Ted Kennedy Memoir: Sons Share Personal Side of Their Father

Teddy Jr. and Patrick Kennedy remember legendary father, surprised by memoir.

ByABC News via logo
September 14, 2009, 8:32 AM

Sept. 14, 2009 — -- Ted Kennedy's sons, Patrick and Teddy Jr., are well-versed in the governmental achievements of their father, but they said they were taken aback by his more personal, vulnerable side shown in the final years of his life and in his memoir, "True Compass."

"What I found so revealing was his deep emotional side and his deep spiritual side," Ted Kennedy Jr. said today on "Good Morning America."

"There were a lot of times he could feel like he could depend on us," an emotional Patrick Kennedy, 42, said as he sat alongside his older brother. "It was unlike him to actually want to lean on someone else. He was such a towering figure in our lives. ...The fact that he could express that vulnerability to us was really a big thing for all of us."

Click here to read an excerpt from Teddy Kennedy's memoir, "True Compass."

Click here to visit TwelveBooks.com to see one of the last video interviews the late Ted Kennedy gave for the memoirs as well as an exclusive Q and A.

The memoir, written in the last five years of Kennedy's life, examines Kennedy's storied life and his relationship with his famous brothers.

"They were his heroes," Teddy Jr., 47, said. "In the book, it was amazing to me to realize how much he worshipped and adored not just his older brothers but all of his brothers and sisters. He did feel in many ways like he was catching up."

The book recounts Kennedy's painful struggle to tell his own father about Jack Kennedy's assassination in Dallas in 1963.

"I never understood how emotionally difficult it was to tell his father that Jack had died in Dallas," Teddy Jr. said. "I think he felt like he had to be the strong guy in our family.
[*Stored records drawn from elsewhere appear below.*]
PR #1275, opened 2023-06-01
[flink][bug] MySqlSyncDatabaseActionITCase doesn't need to handle incompatible table

Alibaba-HZY:
### Purpose
In `MySqlSyncDatabaseAction`, if user has specified `ignoreIncompatible = true`, and the table is not compatible, we should ignore it. However, current implementation still add the ignored table to `fileStoreTables`, then in `FlinkCdcSyncDatabaseSinkBuilder` a `DataStream<Void> schemaChangeProcessFunction` will be created, which is unnecessary.
So this PR remove the ignored table.

### Tests

Original tests.
### API and Format

no

### Documentation

no


yuzelin (approved):
+1

yuzelin:
Can you test that excluding table will not be created?

JingsongLi:
This should be a bug, but I cannot understand from title or PR description.

yuzelin:
Modify commit message and PR information for better history tracking.

PR #1279, opened 2023-06-01
[refactor][test] Extract duplicate code to util method in FileStoreExpireDeleteDirTest

yuzelin:
### Purpose

Refactor test class.


JingsongLi (approved):
+1

PR #1282, opened 2023-06-02
[flink] support sync multiple mysql database to paimon

### LINKED ISSUE #1238: [Feature] support multiple database sync for flink cdc sync action
### Search before asking

### Motivation

flink cdc support multiple database sync,I think we also support it.

for some databases with a large number but a small amount of data, we can use one job to complete data synchronization and reduce resources.

### Solution

_No response_

### Anything else?

_No response_

zhangjun0x01:
### Purpose

Linked issue: close #1238

Users can synchronize one or multiple MySQL database into one or multiple Paimon database,  It is default false, in this case, all the MySQL database will be synchronized to one paimon database, and the table with same name in different database will be merged, it is suitable for database sharding scenarios. if it is true, the parameter "--database" will be ignored, all the MySQL database will be synchronize to multiple paimon database with the same schema as MySQL before, it is suitable for scenarios with a large number of databases under a database instance, which can save resources.

for new added table in the sync database runtime , I need to get the `databaseName` and `tableName` ,otherwise the test case will be failed,  but the `druid` framework can not get the  `databaseName`, so I merge PR https://github.com/apache/incubator-paimon/pull/1621 to this PR, so we should review PR https://github.com/apache/incubator-paimon/pull/1621  first , when it is merged to master , I will rebase from the master .

### Tests

org.apache.paimon.flink.action.cdc.mysql.MySqlSyncDatabaseActionITCase

### DIFF
--- a/docs/content/how-to/cdc-ingestion.md
+++ b/docs/content/how-to/cdc-ingestion.md
@@ -101,7 +101,7 @@ the regular expressions.
 
 ### Synchronizing Databases
 
-By using [MySqlSyncDatabaseAction](/docs/{{< param Branch >}}/api/java/org/apache/paimon/flink/action/cdc/mysql/MySqlSyncDatabaseAction) in a Flink DataStream job or directly through `flink run`, users can synchronize the whole MySQL database into one Paimon database.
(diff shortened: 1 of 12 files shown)


JingsongLi:
Can you rebase latest master?

zhuangchong:

Issue #1217, opened 2023-05-24
[Bug] Batch write report error  when the second time


pongandnoon:
### Search before asking

- [X] I searched in the [issues](https://github.com/apache/incubator-paimon/issues) and found nothing similar.

### Paimon version

0.5-SNAPSHOT

### Compute Engine

Flink-1.17.0

### Minimal reproduce step

1. new a flink batch write task with the following parameters:

   parallelism.default=200
   execution.batch.adaptive.auto-parallelism.enabled=true ( the default value  of Flink-17 is true)

2. The first time ，the task runs successfully。the operator execution graph is：
<img width="833" alt="image" src="https://github.com/apache/incubator-paimon/assets/25953674/0de6f645-e060-44cd-90cc-1596b22c8df1">

3. The second time，the task report error：This is a bug! The partition org.apache.paimon.data.BinaryRow@23546dee and bucket 0 is filtered!

4. when we change  execution.batch.adaptive.auto-parallelism.enabled to false or remove  parallelism.default parameter, the task runs successfully

### What doesn't meet your expectations?

Caused by: java.lang.IllegalArgumentException: This is a bug! The partition org.apache.paimon.data.BinaryRow@23546dee and bucket 0 is filtered!
	at org.apache.paimon.utils.Preconditions.checkArgument(Preconditions.java:127)
	at org.apache.paimon.operation.AbstractFileStoreScan.withPartitionBucket(AbstractFileStoreScan.java:156)
	at org.apache.paimon.operation.AbstractFileStoreWrite.scanExistingFileMetas(AbstractFileStoreWrite.java:332)
	at org.apache.paimon.operation.AbstractFileStoreWrite.createWriterContainer(AbstractFileStoreWrite.java:314)
	at org.apache.paimon.operation.AbstractFileStoreWrite.lambda$getWriterWrapper$2(AbstractFileStoreWrite.java:289)
	at java.util.HashMap.computeIfAbsent(HashMap.java:1127)
	at org.apache.paimon.operation.AbstractFileStoreWrite.getWriterWrapper(AbstractFileStoreWrite.java:288)
	at org.apache.paimon.operation.AbstractFileStoreWrite.write(AbstractFileStoreWrite.java:98)
	at org.apache.paimon.table.sink.TableWriteImpl.writeAndReturn(TableWriteImpl.java:105)
	at org.apache.paimon.flink.sink.StoreSinkWriteImpl.write(StoreSinkWriteImpl.java:83)
[...]

PR #1199, opened 2023-05-22
[core] add FullCompaction for Manifest File

wg1026688210:
add FullCompaction for Manifest File

PR #1286, opened 2023-06-02
[core] Remove manifest cache load filter

JingsongLi:
### Purpose

Linked issue: related #1217

The load filter is designed to make the cache more efficient, which allows the initialization of the writer to make better use of the cache.

But this feature is rather hacky and code unfriendly, and it leads to the problem #1217

I'm thinking of deleting this feature, because currently the full-compaction of manifest has been merged, manifest will be much smaller. see #1199 and #1268

We can later consider using other means to improve cache utilization, such as sorting manifest by partition, so as to avoid reading all the manifest files when initializing the writer.


JingsongLi:
Please DO NOT merge this PR, this PR is waiting for production validation.

PR #1464, opened 2023-06-30
[core] Change default sort engine back to min heap

tsreaper:
### Purpose

We've heard from some users that they experience some issues when using loser tree as the sort engine. This PR changes the default sort engine back to `min-heap`, which is more stable.

### Tests

N/A

### API and Format

No.

### Documentation

Document for `sort-engine` option is also changed.


JingsongLi (approved):
+1

PR #1465, opened 2023-06-30
[flink] Prohibit adaptive parallelism

JingsongLi:
### Purpose

Paimon Sink does not support Flink's Adaptive Parallelism mode. Please manually turn it off or set Paimon `sink.parallelism` manually.


leaves12138:
+1

PR #1466, opened 2023-06-30
[common] Remove HdfsConfiguration dependency

yuzelin:
### Purpose

This class is in different package of hadoop 2.8.5 and 3.3.4 which may cause exception in different enviroment.


JingsongLi:
I found that we don't need to change this, there's no problem with adding this dependency

PR #1469, opened 2023-06-30
[Flink]update union list state to avoid  inflation

wg1026688210:
### Purpose
fix the list state which lead that jm heap oom


paimon-flink/paimon-flink-common/src/main/java/org/apache/paimon/flink/sink/StateUtils.java
```diff
@@ -58,10 +60,15 @@ public class StateUtils {
...
-            state.add(defaultValue);
+        }
+
+        if (values.isEmpty()){
             values.add(defaultValue);
         }
 
-        return values.get(0);
+        T value = values.get(0);
+        state.update(Lists.newArrayList(value));
```
JingsongLi, line 70: we need to an ut case to cover this.

JingsongLi (approved):
+1

PR #1477, opened 2023-07-02
[WIP][Flink]add dry run arg for dropping parition

wg1026688210:
add dry run for dropping parition to meet two conditions:

1. Users are unsure if their dropped partition meets expectations
2. Whether it is a valid drop (the partition has already been dropped, but some residual files have not been completely deleted , as task restart when delete file )


JingsongLi:
First, there is a rollback for regret.
And, you can SELECT * FROM T$files WHERE xxx to query files before dropping partitions.

PR #1478, opened 2023-07-03
[doc] Modify query system tag table name error

zhuangchong:
### Purpose

Modify query system tag table name error


JingsongLi (approved):
+1

PR #1487, opened 2023-07-03
[core] Add base commit user and cause to commit conflict messages, also add back pressure as a possible cause for commit conflicts

tsreaper:
### Purpose

We heard from some users that they're experiencing commit conflicts although they're sure that there is only one job writing into the Paimon table. To better diagnose the problem, this PR adds base commit user and cause to commit conflict messages.

Update: after testing, we found that back pressuring is also a cause for commit conflicts. Conflicts will be automatically resolved and the exception won't be repeated, so it is harmless. This PR also adds back pressure as a possible cause for commit conflicts in the exception message.

### Tests

### API and Format

No.

### Documentation

No.

### DIFF
--- a/paimon-core/src/main/java/org/apache/paimon/operation/FileStoreCommitImpl.java
+++ b/paimon-core/src/main/java/org/apache/paimon/operation/FileStoreCommitImpl.java
@@ -867,10 +867,18 @@ public class FileStoreCommitImpl implements FileStoreCommit {
                         "\n",
                         "Conflicts during commits are normal and this failure is intended to resolve the conflicts.",
                         "Conflicts are mainly caused by the following scenarios:",
-                        "1. Multiple jobs are writing into the same partition at the same time, you can use "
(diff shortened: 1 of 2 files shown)


paimon-core/src/main/java/org/apache/paimon/operation/FileStoreCommitImpl.java
```diff
@@ -842,27 +847,46 @@ private void noConflictsOrFail(List<ManifestEntry> baseEntries, List<ManifestEnt
...
-            String message, List<ManifestEntry> baseEntries, List<ManifestEntry> changes) {
+            String message,
+            String baseCommitUser,
+            List<ManifestEntry> baseEntries,
+            List<ManifestEntry> changes,
+            Throwable cause) {
         String possibleCauses =
                 String.join(
                         "\n",
                         "Conflicts during commits are normal and this failure is intended to resolve the conflicts.",
```
JingsongLi, line 868: In the first line, we should let user be relax.

JingsongLi (approved):
+1

PR #1492, opened 2023-07-04
[core] Introduce commit callback for tables

tsreaper:
### Purpose

As discussed in #1445, in this PR we will first introduce `CommitCallback` for tables. Users can also create their own `CommitCallback` and use it through `commit.callback` option.

### Tests

* `TableCommitTest`.

### API and Format

No.

### Documentation

Yes. This PR comes with changes in document.


JingsongLi (approved):
+1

So many people were standing on his shoulders, he really felt like he needed to be solid."

But the essence of their father's life, the sons said, was in the name of the book's final chapter, "Perseverance."

"There isn't anyone that worked harder than my father," Teddy Jr., a lawyer and investment banker in New York City, said. "He really respected people and stuck at it and kept going."

Patrick, a Rhode Island congressman, said, "My dad was one who never took on adversity without a lot of hope and a sense of determination to overcome whatever obstacles were in his way."